DevFish's Tips to Surviving and/or Winning a Hackathon

DEVFISH'S DEVELOPER CHECKLIST FOR HACKATHON ATTENDEES

  • Bring your own PowerStrip. I love squids cause the fit all the funky power supplies we all have.  Yeah, sure, the organizers will have enough, power strips, right.  But you'll have two laptops, a phone charger, and lord knows what else.
  • Bring energy food.   Typically the food served is carb heavy crud (read nap time).  Gotta keep the energy up.
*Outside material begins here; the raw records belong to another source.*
PR #8517, opened 2023-01-17
Allow pipeline spec to directly specify k8s tolerations

jrockway:
People were using pod patches to allow pipelines to tolerate node taints; because, for example, they have dedicated nodes just for Pachyderm workloads.  This change allows you to directly specify the tolerations in the pipeline spec.  Something like:

```yaml
tolerations:
  - key: dedicated
    operator: EXISTS
    effect: NO_SCHEDULE
```
Would allow the workload to tolerate a node tainted like: `kubectl taint node whatever dedicated:NoSchedule`.

You can have as many tolerations as you want, including 0.

The protobuf API directly clones the k8s API, except that enums like "Exists" or "NoSchedule" in Go are "EXISTS" and "NO_SCHEDULE" in proto.  (Thought about keeping them the same, but decided not to have MixedCase enums.)

We do some preliminary validation at create/update, so completely invalid tolerations won't be accepted.

I added a test for a lot of the RC generation in worker_rc_test.go.  The cases mostly cover tolerations, but I remember adding some default resource allocations there a while back, so I added a test for that as well.  I also tested this by tainting a node, submitting a pipeline that tolerates that taint, and checked that it ran.  It works!  "pachctl edit" also works correctly.  I decided not to test this against live k8s in CI because we only have 1 node there, and we run multiple tests in parallel, so it would be pretty invasive (adding a taint would prevent other tests from scheduling, unless we had a bucket only for this test, and adjusted minikubetestenv to apply the tolerations to all pachd workloads; maybe a good idea at some point, but not today).  I think the unit test alone is adequate, though.


src/server/pps/server/worker_rc.go
```diff
@@ -839,9 +857,42 @@ func (kd *kubeDriver) getWorkerOptions(ctx context.Context, pipelineInfo *pps.Pi
 		schedulingSpec:        pipelineInfo.Details.SchedulingSpec,
 		podSpec:               pipelineInfo.Details.PodSpec,
 		podPatch:              pipelineInfo.Details.PodPatch,
+		tolerations:           tolerations,
 	}, nil
 }
 
+// transformToleration transofrms a pps.Toleration into a k8s Toleration.  It's used while creating
```
albscui, line 864:
```suggestion
// transformToleration transforms a pps.Toleration into a k8s Toleration.  It's used while creating
```

src/server/pps/server/worker_rc.go
```diff
@@ -839,9 +857,42 @@ func (kd *kubeDriver) getWorkerOptions(ctx context.Context, pipelineInfo *pps.Pi
...
+		out.Effect = v1.TaintEffectNoExecute
+	case pps.TaintEffect_NO_SCHEDULE:
+		out.Effect = v1.TaintEffectNoSchedule
+	case pps.TaintEffect_PREFER_NO_SCHEDULE:
+		out.Effect = v1.TaintEffectPreferNoSchedule
+	}
+	switch in.GetOperator() { //exhaustive:enforce
+	case pps.TolerationOperator_EMPTY:
+		return out, errors.New("cannot omit key/value comparison operator; specify EQUAL or EXISTS")
+	case pps.TolerationOperator_EXISTS:
```
albscui, line 888: Based on the docs, it says `If the operator is Exists, the value should be empty, otherwise just a regular string.` Should we enforce that here by setting `out.Value = ""` just to be safe?

jrockway: I'd rather let k8s handle that logic.  It's something that could change, and we shouldn't be enforcing it.  In general, where the API allows users to represent garbage, we should pass it through.  (A possible case is an admission controller that uses that field for some undocumented use; might as well not break that even though it's a terrible design on their part.)

PR #8518, opened 2023-01-18
[CORE-1233] Add kubernetes event logs to pachctl

armaanv:
This PR adds a new pachctl command `pachctl kube-events` which returns the logs from the kube-event-tail pod that is deployed along with pachyderm


armaanv:
I updated this to go through Loki. The RPC now takes in a LokiRequest message and outputs LokiLogMessages. These can be used for future additions to the API. It's also a streaming RPC now. I've also added in some formatting for the output along with a couple of flags.

src/server/pps/cmds/cmds.go
```diff
@@ -539,6 +539,42 @@ each datum.`,
...
+		Long:  "Return the kubernetes events.",
+		Run: cmdutil.RunFixedArgs(0, func(args []string) error {
+			client, err := pachdclient.NewOnUserMachine("user")
+			if err != nil {
+				return err
+			}
+			defer client.Close()
+			since, err := time.ParseDuration(since)
+			if err != nil {
+				return errors.Wrapf(err, "error parsing since(%q)", since)
```
jrockway, line 555: Errors need not contain the word "error".  `parse since(%q)` is fine.

jrockway (approved):
Looks good.  Does the tablewriter thing treat \t specially?  I feel like there isn't enough space in 8 characters to print any of that stuff.

src/server/pps/cmds/cmds.go
armaanv: will change this

armaanv:
> Looks good. Does the tablewriter thing treat \t specially? I feel like there isn't enough space in 8 characters to print any of that stuff.

Yeah, it uses tabs to delimit the columns in the output

PR #8520, opened 2023-01-18
Update PutFileURL Task Model to Utilize PathRanges and Offsets 

FahadBSyed:
## Description
This PR adds a `startPath`, `endPath`, `startOffset`, and `endOffset` to `putFileURL` tasks, allowing us to take advantage of the go-cdk library's `RangeReader()` which can read segments of a file. Reading a byte range of a file enables us to split the work up when importing objects with a prefix from object storage. We can divide the work into batches based on size and process them in parallel.


src/server/pfs/server/url_test.go
```diff
@@ -0,0 +1,115 @@
...
+				EndPath:     endPath,
+				StartOffset: startOffset,
+				EndOffset:   endOffset,
+			}
+			tasks = append(tasks, task)
+			return nil
+		}))
+	processedFiles := processTasks(ctx, t, tasks, dir, bucket, objStoreDir)
+	for file, data := range files {
+		require.Equal(t, data, processedFiles[file], "files should match")
```
FahadBSyed, line 67: The files being compared here are between 0 and 10 bytes, so use of `require.Equal()` is probably fine.

src/server/pfs/server/pfsserver.proto
```diff
@@ -53,7 +53,11 @@ message PutFileURLTask {
   string dst = 1;
   string datum = 2;
   string URL = 3;
-  repeated string paths = 4;
+  reserved 4;
```
brycemcanally, line 56: This isn't needed, task service protos can be changed arbitrarily across versions.

src/server/pfs/server/pfsserver.proto
```diff
@@ -53,7 +53,11 @@ message PutFileURLTask {
...
+  string start_path = 5;
```
brycemcanally, line 57: nit, it seems like it would read better if the fields were ordered as: start path, start offset, end path, end offset.

src/server/pfs/server/url_worker.go
```diff
@@ -144,6 +176,7 @@ func (d *driver) processGetFileURLTask(ctx context.Context, task *GetFileURLTask
 }
 
 func serializePutFileURLTask(task *PutFileURLTask) (*types.Any, error) {
+	fmt.Printf("task: %+v\n", task)
```
brycemcanally, line 179: remove

src/internal/task/util.go
```diff
@@ -3,16 +3,46 @@ package task
...
+			if !ok {
+				return taskChain.Wait()
+			}
+			if err := taskChain.CreateTask(func(context.Context) (serCB func() error, err error) {
+				result, err := DoOne(ctx, doer, input)
+				if err != nil {
+					return nil, errors.EnsureStack(err)
+				}
+				return func() error {
+					out <- result
```
brycemcanally, line 34: We need a select with a context done check here.

src/internal/task/util.go
```diff
@@ -3,16 +3,46 @@ package task
...
+	taskapi "github.com/pachyderm/pachyderm/v2/src/task"
+
 	"github.com/pachyderm/pachyderm/v2/src/internal/errors"
 	"github.com/pachyderm/pachyderm/v2/src/internal/log"
-	"golang.org/x/sync/errgroup"
+	"github.com/pachyderm/pachyderm/v2/src/internal/taskchain"
 )
 
+// DoOrdered returns objects of type Any in order on channel out.
+func DoOrdered(ctx context.Context, doer Doer, inputs, out chan *types.Any, parallelism int) error {
```
brycemcanally, line 20: nit, out -> outputs

src/internal/task/util.go
```diff
@@ -3,16 +3,46 @@ package task
...
+	taskChain := taskchain.NewTaskChain(ctx, semaphore.NewWeighted(int64(parallelism)))
```
brycemcanally, line 21: If we are going to use taskchain as the package name, then we would probably be better off with the constructor just being `New`.

src/server/pfs/server/url.go
```diff
@@ -84,14 +88,45 @@ func putFileURL(ctx context.Context, taskService task.Service, uw *fileset.Unord
...
+			return err
+		}
+		close(inputChan)
+		return nil
+	})
+	// Order output from input channel.
+	eg.Go(func() error {
+		// TODO: Add cache?
+		defer close(outputChan)
+		return task.DoOrdered(ctx, doer, inputChan, outputChan, 100)
```
brycemcanally, line 125: `DoOrdered` could just return the output through a callback. That is the underlying model of the task chain, which would make the outputChan and additional goroutine unnecessary.

src/server/pfs/server/url.go
```diff
@@ -84,14 +88,45 @@ func putFileURL(ctx context.Context, taskService task.Service, uw *fileset.Unord
...
 	eg.Go(func() error {
-		// TODO: Add cache?
-		doer := taskService.NewDoer(URLTaskNamespace, uuid.NewWithoutDashes(), nil)
-		err := doer.Do(ctx, inputChan, func(_ int64, output *types.Any, err error) error {
+		if err := coordinateTasks(ctx, src.URL, func(startOffset, endOffset int64, startPath, endPath string) error {
+			input, err := serializePutFileURLTask(&PutFileURLTask{
+				Dst:         dst,
+				Datum:       tag,
+				URL:         src.URL,
+				StartOffset: startOffset,
```
brycemcanally, line 101: nit, I think we should generally order these fields / parameters across this code as start path, start offset, end path, end offset.

src/server/pfs/server/url.go
```diff
@@ -100,70 +135,82 @@ func putFileURLRecursive(ctx context.Context, taskService task.Service, uw *file
...
+			retErr = multierror.Append(retErr, errors.EnsureStack(err))
 		}
-		bucket, err := openBucket(ctx, url)
-		if err != nil {
-			return err
+	}()
+	startPath, endPath := "", ""
+	list := bucket.List(&blob.ListOptions{Prefix: url.Object})
+	listObj, err := list.Next(ctx)
+	if err != nil {
```
brycemcanally, line 166: This doesn't seem right. A real error isn't returned and an EOF seems like shouldn't be an error.

src/server/pfs/server/url.go
```diff
@@ -26,6 +24,10 @@ const (
 	defaultURLTaskSize = 1000
 )
 
+var (
+	threshold = int64(1000000) // threshold is overridden when testing. Default is 1 Mb
```
brycemcanally, line 28: 1MB is too low for a task, the overhead of managing the tasks will outweigh the work being done. Also, a file set for every MB would be excessive in terms of compaction. I think between 100MB - 1GB would be the right range for this, so that the task is on the order of seconds. I would lean towards 1GB to give it parity with the sharding we do in compaction.

src/server/pfs/server/url.go
```diff
@@ -100,70 +129,82 @@ func putFileURLRecursive(ctx context.Context, taskService task.Service, uw *file
...
-			paths = append(paths, listObj.Key)
+			endOffset := pos + threshold
+			if err := cb(startPath, pos, endPath, endOffset); err != nil {
+				return errors.EnsureStack(err)
+			}
+			pos = endOffset
+		}
+		return nil
+	}
+
```
brycemcanally, line 177: nit, arbitrary space.

src/internal/task/util.go
```diff
@@ -3,16 +3,45 @@ package task
...
+// DoOrdered returns objects of type Any in order via the provided callback cb.
+func DoOrdered(ctx context.Context, doer Doer, inputs chan *types.Any, parallelism int, cb CollectFunc) error {
+	taskChain := taskchain.New(ctx, semaphore.NewWeighted(int64(parallelism)))
+	for {
+		select {
+		case input, ok := <-inputs:
+			if !ok {
+				return taskChain.Wait()
+			}
+			if err := taskChain.CreateTask(func(context.Context) (serCB func() error, err error) {
```
brycemcanally, line 28: The named returns are not needed.

src/internal/task/util.go
```diff
@@ -3,16 +3,45 @@ package task
...
+
+	taskapi "github.com/pachyderm/pachyderm/v2/src/task"
+
 	"github.com/pachyderm/pachyderm/v2/src/internal/errors"
 	"github.com/pachyderm/pachyderm/v2/src/internal/log"
-	"golang.org/x/sync/errgroup"
+	"github.com/pachyderm/pachyderm/v2/src/internal/taskchain"
 )
 
+// DoOrdered processes tasks in parallel, but returns objects in order via the provided callback cb.
```
brycemcanally, line 19: nit, objects -> outputs

src/server/pfs/server/url.go
```diff
@@ -22,8 +21,10 @@ import (
 	"github.com/pachyderm/pachyderm/v2/src/pfs"
 )
 
-const (
-	defaultURLTaskSize = 1000
+var (
+	// these are overridden when testing.
+	defaultNumObjectsThreshold = 1000
+	defaultSizeThreshold       = int64(units.GB * 1)
```
brycemcanally, line 27: This can just be `units.GB`

src/internal/task/util.go
brycemcanally: We should probably also have a note about the index in the collect function not being supported.

src/server/pfs/server/url.go
```diff
@@ -135,37 +109,70 @@ func putFileURLRecursive(ctx context.Context, taskService task.Service, uw *file
...
+		size += listObj.Size
+		if len(paths) >= defaultNumObjectsThreshold || size >= defaultSizeThreshold {
+			if err := cb(paths, 0, -1); err != nil {
+				return errors.EnsureStack(err)
+			}
+			paths = nil
+			size = 0
+		}
+	}
+	if len(paths) != 0 {
```
brycemcanally, line 170: nit, > is a bit more clear than != here.

brycemcanally (approved):
lgtm

PR #8524, opened 2023-01-19
Improve TestUpgradeSimple by leveraging OpenCV example

albscui:
Previously, we found a bug (https://github.com/pachyderm/pachyderm/pull/8513) in the migration code that wasn't caught by our upgrade tests. It was found manually by running OpenCV example locally. 

This PR updates the test to leverage OpenCV so that we can have better coverage.


djanicekpach (approved):
Looks good to me, thanks fro doing this!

  • Don't like coffee or water?  Bring your own beverages.   Stock up on whatever beverage you like and keep some in a cooler in the car.
  • Bring business cards.   You will make new contacts.  Who knows what an event like this can lead to.  Networking is key benefit to an event like a hackathon.
  • Hackathons are noisy, bring some headphones and some think music.
  • Wireless internet will probably die at a hackathon. Bring your own Internet access, like a cell-carrier mobile access point (ala mifi or whatever) or even better a Windows Phone that can serveas a wireless access point
  • Wear comfy clothes.  Wear socks.  Yes, your feet smell.
  • The place could be cold, have a sweatshirt
  • Come in with a couple friends and have a team formed ahead of time. It can be frustrating to hunt for teammates at a hackathon.  I used to get picked last at recess, it sucks.
  • Bring a designer - decent graphics by a real designer will smoke away visually anything done by normal developers.  Bring toys for the designer so when they get tired of devtalk they have someplace to hide.
  • Game plan - once your team is formed, work out your gameplan.  Assign responsibilities and work items.  Setup a timeframe.  Stick someone with the managerial/monitoring/coordination duties.
  • Bring some paper stencils or a small whiteboard to work with. I like the MerryCode stencils
  • Bring a pen or two to sketch with. Really, yes. Check your bag now.
  • Pre-deploy a web/cloud service for use in your project.   Good starting point is setting up something like Azure with WebAPI site setup and ready to go with base services before you get there. This will save you a ton of time. Have echo, postsomething, and hello working. Time saver, why not do it ahead of time
  • Have a simple Windows Phone / Win8 / Web Template (or whatever) project ready to go to access those web/cloud services ahead of the game. Have echo, postsomething, and hello services being consumed. Again, a time saver
  •  Map out good resources you can leverage, such as starter kits, graphics, and audio resources . Don't want to spent a ton of time hunting.  https://dfwiki.devfish.net has some goodies to help you.  Search around
  • Know the judges.   Find out what they are looking for.  Do this early.  Tailor your project to the judges if your goal is to win.
  • Pick a spokesperson.   They're going to have around 5 minutes to present your project.  Make sure they're good.
  • Bring a toothbrush and deo - a change of clothes, and varoius other personal goods if its overnight event.  Pillow and sleeping bag help for naps but sleep really isn't recommended.